When a line in the listing contains the string "intentionally", pick it out and copy it.

*****

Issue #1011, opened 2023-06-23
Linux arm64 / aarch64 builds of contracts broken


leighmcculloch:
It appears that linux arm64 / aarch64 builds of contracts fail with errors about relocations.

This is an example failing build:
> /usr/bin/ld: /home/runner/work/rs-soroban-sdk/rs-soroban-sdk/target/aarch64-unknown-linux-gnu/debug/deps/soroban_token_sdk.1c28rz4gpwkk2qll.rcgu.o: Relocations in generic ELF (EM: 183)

*****

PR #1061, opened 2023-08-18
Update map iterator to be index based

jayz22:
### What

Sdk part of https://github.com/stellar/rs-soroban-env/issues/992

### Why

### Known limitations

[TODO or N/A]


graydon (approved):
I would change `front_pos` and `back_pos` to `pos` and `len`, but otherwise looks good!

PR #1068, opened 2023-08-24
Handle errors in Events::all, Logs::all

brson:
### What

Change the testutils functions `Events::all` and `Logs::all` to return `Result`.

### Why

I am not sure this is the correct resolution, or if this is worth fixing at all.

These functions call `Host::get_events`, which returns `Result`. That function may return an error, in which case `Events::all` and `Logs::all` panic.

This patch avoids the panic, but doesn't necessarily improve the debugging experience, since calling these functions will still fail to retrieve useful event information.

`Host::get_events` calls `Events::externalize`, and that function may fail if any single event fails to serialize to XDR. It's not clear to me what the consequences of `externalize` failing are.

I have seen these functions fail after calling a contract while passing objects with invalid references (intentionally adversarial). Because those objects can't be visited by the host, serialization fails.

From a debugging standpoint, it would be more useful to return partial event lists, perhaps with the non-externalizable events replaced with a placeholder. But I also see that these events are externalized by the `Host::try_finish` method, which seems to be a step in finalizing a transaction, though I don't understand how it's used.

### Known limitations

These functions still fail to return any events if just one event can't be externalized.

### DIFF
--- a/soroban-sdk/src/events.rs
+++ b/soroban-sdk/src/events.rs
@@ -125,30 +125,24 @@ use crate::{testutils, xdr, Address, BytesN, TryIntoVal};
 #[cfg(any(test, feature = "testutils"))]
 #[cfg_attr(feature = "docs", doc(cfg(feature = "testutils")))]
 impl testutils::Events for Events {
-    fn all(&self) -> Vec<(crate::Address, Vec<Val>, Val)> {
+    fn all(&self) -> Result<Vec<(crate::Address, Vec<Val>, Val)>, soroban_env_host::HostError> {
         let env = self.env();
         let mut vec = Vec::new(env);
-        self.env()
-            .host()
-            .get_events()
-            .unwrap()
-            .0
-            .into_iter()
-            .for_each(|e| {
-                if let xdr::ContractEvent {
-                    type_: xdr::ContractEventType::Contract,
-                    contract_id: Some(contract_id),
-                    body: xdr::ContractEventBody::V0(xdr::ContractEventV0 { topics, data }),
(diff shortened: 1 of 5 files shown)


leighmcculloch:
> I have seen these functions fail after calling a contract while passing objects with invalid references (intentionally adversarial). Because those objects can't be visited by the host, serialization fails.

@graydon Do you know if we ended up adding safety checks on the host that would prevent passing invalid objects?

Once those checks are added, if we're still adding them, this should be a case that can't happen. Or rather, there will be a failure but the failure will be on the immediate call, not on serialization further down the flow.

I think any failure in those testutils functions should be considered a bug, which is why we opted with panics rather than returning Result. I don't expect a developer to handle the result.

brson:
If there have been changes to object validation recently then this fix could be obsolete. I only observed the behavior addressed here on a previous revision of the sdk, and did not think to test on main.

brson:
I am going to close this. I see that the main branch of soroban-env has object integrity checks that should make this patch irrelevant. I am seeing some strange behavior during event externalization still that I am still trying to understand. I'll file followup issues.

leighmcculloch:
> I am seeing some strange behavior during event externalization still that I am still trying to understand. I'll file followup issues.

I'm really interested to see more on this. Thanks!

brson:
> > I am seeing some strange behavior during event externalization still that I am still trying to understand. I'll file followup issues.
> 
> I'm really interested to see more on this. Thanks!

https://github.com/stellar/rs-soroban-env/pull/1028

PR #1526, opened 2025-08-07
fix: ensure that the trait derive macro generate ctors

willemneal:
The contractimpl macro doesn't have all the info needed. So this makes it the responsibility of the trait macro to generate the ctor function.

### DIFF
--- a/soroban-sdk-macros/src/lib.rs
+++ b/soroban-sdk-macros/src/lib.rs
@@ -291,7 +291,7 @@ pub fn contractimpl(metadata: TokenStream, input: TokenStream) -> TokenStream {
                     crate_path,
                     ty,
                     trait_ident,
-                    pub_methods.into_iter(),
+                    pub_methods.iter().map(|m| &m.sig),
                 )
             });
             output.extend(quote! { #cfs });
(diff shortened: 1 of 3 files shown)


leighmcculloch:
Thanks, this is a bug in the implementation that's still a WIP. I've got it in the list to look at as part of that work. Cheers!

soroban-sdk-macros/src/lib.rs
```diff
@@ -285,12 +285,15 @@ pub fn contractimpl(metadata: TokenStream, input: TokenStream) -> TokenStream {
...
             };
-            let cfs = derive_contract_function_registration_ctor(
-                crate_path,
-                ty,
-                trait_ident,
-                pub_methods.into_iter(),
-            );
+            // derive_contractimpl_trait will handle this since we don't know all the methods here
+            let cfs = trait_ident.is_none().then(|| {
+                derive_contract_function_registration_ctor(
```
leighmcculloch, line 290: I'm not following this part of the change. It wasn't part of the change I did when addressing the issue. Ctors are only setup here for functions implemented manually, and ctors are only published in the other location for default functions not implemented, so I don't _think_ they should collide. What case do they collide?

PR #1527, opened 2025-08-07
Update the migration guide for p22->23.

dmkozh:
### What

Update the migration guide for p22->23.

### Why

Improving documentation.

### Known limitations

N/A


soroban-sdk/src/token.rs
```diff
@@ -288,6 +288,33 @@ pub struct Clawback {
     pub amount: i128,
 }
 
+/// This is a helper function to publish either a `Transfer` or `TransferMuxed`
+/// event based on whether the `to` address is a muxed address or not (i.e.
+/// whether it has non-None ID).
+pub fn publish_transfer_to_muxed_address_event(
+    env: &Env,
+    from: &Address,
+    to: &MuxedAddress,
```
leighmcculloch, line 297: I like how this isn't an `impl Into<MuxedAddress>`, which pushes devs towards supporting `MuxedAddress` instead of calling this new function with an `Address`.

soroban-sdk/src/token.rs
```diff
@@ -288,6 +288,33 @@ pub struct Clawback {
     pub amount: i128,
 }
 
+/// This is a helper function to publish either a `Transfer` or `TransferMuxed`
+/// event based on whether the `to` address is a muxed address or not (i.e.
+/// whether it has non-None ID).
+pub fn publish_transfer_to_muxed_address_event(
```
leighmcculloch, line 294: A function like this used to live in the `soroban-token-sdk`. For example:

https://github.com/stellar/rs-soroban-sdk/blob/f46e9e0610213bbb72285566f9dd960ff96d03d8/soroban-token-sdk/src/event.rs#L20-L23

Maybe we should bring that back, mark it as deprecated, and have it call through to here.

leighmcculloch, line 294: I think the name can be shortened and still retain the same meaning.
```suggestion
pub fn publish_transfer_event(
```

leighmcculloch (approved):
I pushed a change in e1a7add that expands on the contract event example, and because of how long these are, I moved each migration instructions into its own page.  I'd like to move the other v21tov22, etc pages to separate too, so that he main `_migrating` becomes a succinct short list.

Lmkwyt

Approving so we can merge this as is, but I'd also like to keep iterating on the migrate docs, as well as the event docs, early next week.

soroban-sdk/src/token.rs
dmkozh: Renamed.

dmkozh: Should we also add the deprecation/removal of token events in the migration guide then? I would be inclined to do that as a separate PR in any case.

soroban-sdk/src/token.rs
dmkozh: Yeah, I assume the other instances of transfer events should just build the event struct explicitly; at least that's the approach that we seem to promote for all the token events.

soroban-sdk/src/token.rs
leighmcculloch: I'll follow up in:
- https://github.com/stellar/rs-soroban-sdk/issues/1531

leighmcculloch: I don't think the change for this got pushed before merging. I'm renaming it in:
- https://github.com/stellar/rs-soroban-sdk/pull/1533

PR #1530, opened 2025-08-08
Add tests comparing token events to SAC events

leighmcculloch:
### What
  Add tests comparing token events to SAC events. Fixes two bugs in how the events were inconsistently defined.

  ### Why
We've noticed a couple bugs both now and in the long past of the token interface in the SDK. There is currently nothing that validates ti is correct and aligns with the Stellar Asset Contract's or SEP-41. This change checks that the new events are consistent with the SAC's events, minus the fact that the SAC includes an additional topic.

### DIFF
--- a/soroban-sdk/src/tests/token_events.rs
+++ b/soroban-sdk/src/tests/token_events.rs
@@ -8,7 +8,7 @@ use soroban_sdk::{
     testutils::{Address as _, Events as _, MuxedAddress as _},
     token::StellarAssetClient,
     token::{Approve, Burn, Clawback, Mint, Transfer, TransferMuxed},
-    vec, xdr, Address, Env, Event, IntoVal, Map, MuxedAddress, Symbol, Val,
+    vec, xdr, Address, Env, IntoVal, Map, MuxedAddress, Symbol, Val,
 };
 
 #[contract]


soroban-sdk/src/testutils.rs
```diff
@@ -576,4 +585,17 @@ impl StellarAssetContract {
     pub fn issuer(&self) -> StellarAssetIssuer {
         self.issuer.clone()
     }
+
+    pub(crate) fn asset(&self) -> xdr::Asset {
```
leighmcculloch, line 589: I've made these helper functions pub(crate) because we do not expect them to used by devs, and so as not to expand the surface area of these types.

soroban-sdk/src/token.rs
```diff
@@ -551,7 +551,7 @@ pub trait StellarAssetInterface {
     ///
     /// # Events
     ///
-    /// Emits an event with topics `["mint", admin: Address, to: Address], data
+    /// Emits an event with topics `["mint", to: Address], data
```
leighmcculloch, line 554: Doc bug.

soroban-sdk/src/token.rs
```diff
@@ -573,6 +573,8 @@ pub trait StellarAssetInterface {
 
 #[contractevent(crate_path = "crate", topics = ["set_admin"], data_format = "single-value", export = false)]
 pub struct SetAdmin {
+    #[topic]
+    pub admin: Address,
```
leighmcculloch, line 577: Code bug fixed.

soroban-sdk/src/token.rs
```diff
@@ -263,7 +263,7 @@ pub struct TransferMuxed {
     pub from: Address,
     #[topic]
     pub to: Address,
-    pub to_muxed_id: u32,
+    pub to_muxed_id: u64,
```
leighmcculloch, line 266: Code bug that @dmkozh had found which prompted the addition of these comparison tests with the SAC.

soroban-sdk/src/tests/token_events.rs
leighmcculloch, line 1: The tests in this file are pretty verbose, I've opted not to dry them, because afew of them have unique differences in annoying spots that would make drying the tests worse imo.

*****

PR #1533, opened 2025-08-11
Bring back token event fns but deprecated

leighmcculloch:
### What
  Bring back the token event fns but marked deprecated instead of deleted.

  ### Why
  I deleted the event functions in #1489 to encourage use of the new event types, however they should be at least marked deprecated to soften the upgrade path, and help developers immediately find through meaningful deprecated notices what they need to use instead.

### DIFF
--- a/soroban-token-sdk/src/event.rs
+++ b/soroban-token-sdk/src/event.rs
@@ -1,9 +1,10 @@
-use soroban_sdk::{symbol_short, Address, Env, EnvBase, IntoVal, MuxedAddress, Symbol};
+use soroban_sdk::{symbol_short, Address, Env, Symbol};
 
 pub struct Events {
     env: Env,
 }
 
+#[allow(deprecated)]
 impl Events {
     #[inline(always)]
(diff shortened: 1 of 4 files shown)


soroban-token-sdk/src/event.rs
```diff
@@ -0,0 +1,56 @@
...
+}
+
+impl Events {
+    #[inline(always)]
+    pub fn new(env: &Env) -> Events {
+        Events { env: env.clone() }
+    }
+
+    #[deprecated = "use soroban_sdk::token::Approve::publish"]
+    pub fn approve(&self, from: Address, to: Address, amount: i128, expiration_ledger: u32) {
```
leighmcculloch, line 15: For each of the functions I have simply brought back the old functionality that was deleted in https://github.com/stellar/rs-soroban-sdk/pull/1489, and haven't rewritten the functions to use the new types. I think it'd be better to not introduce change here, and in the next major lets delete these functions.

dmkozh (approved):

*****

> RESPONSE:
I have seen these functions fail after calling a contract while passing objects with invalid references (intentionally adversarial). Because those objects can't be visited by the host, serialization fails.
> I have seen these functions fail after calling a contract while passing objects with invalid references (intentionally adversarial). Because those objects can't be visited by the host, serialization fails.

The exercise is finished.